Task to carry out =>
Reproduce the data exactly as it stands.

Supplied data =>
PR #1965, opened 2026-07-20
fix(docs): biome format apps/agor-docs/app/styles.css

kgabryje:
b357aa73 (Docs cleanup wave 3) landed on main without the lint workflow running, leaving a biome format violation in `apps/agor-docs/app/styles.css` (single quotes where biome wants double). This is the pure `biome format --write` output for that file — no hand edits — and unblocks the lint check on every open PR's merge ref.

## Test plan
- [x] `pnpm lint` now exits 0 (was failing with 1 format error before this fix)
- [x] `pnpm typecheck` passes (11/11 tasks)


kgabryje:
closing in favor of https://github.com/preset-io/agor/pull/1968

Exercise answer =>
PR #1965, opened 2026-07-20
fix(docs): biome format apps/agor-docs/app/styles.css

kgabryje:
b357aa73 (Docs cleanup wave 3) landed on main without the lint workflow running, leaving a biome format violation in `apps/agor-docs/app/styles.css` (single quotes where biome wants double). This is the pure `biome format --write` output for that file — no hand edits — and unblocks the lint check on every open PR's merge ref.

## Test plan
- [x] `pnpm lint` now exits 0 (was failing with 1 format error before this fix)
- [x] `pnpm typecheck` passes (11/11 tasks)


kgabryje:
closing in favor of https://github.com/preset-io/agor/pull/1968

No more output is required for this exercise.